Causes and solutions of heating of LED lights
The reason why the LED heats up is because the added electrical energy is not all converted into light energy, but a part of it is converted into heat energy. The light efficiency of LED is currently only 100lm/W, and its electro-optical conversion efficiency is only about 20~30%. That is to say, about 70% of the electrical energy is turned into heat energy.
Specifically, the generation of LED junction temperature is caused by two factors:
1. The internal quantum efficiency is not high, that is, when electrons and holes are recombined, photons cannot be generated 100%, which is usually referred to as "current leakage", which reduces the recombination rate of carriers in the PN region. The leakage current multiplied by the voltage is the power of this part, which is converted into heat energy, but this part does not account for the main component, because the internal photon efficiency is now close to 90%.
2. The photons generated inside cannot all be emitted to the outside of the chip and finally converted into heat. This part is the main part, because the current so-called external quantum efficiency is only about 30%, and most of it is converted into heat.
Although the luminous efficiency of the incandescent lamp is very low, only about 15lm/W, it converts almost all the electrical energy into light energy and radiates it out. Because most of the radiant energy is infrared, the luminous efficiency is very low, but it eliminates the cooling problem.
Heat dissipation solutions for LED lighting fixtures
Solving the heat dissipation of Led mainly starts from two aspects. Before and after packaging, it can be understood as the heat dissipation of the LED chip and the heat dissipation of the LED lamp. Because any LED will be made into a lamp, the LED core
The heat generated by the chip is always dissipated into the air through the housing of the luminaire. If the heat dissipation is not good, because the heat capacity of the LED chip is very small, a little heat accumulation will quickly increase the junction temperature of the chip. If it works at a high temperature for a long time, its life will be shortened quickly. However, there are many ways that this heat can actually be directed out of the chip to the outside air. Specifically, the heat generated by the LED chip comes out of its metal heat sink, first passes through the solder to the PCB of the aluminum substrate, and then passes through the thermal paste to the aluminum heat sink. Therefore, the heat dissipation of LED lamps
actually includes two parts: heat conduction and heat dissipation.
However, the heat dissipation of the LED lamp housing will also have different choices depending on the power size and the place of use. There are mainly the following cooling methods:
1. Aluminum heat dissipation fins: This is the most common heat dissipation method, using aluminum heat dissipation fins as part of the housing to increase the heat dissipation area.
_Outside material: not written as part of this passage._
Issue #544, opened 2025-09-18
Follow up work on direct accessors pattern


nachog00:
see, if this was `counter()` then say we did want to move back to tuple internals or simply change it somehow, then while  `.counter` could stop being a valid accessor and one would have to update the usage everywhere (not a massive hit on this simpler case ofc, but the alternative is simple too), a `.counter()` call could be left untouched everywhere and simply update it's definition to get the right value.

2. Thermally conductive plastic shell: Fill the thermal conductive material during injection molding of the plastic shell to increase the thermal conductivity and heat dissipation capacity of the plastic shell.
3. Air hydrodynamics: Using the shape of the lamp housing to create convection air, which is the lowest cost way to enhance heat dissipation.
4. Fan, long-life high-efficiency fan is used inside the lamp housing to enhance heat dissipation, with low cost and good effect. However, it is more troublesome to replace the fan, and it is not suitable for outdoor use. This design is relatively rare.
5. Heat pipe, using heat pipe technology to conduct heat from the LED chip to the heat dissipation fins of the shell. It is a common design in large lamps such as street lamps.
6. Surface radiation heat dissipation treatment, the surface of the lamp housing is treated with radiation heat dissipation treatment, which can take the heat away from the surface of the lamp housing by radiation.
Generally speaking, the luminous efficiency of LEDs is still relatively low at present, which causes the junction temperature to rise and the lifespan to decrease. In order to reduce the junction temperature to increase the life, it is necessary to pay great attention to the problem of heat dissipation.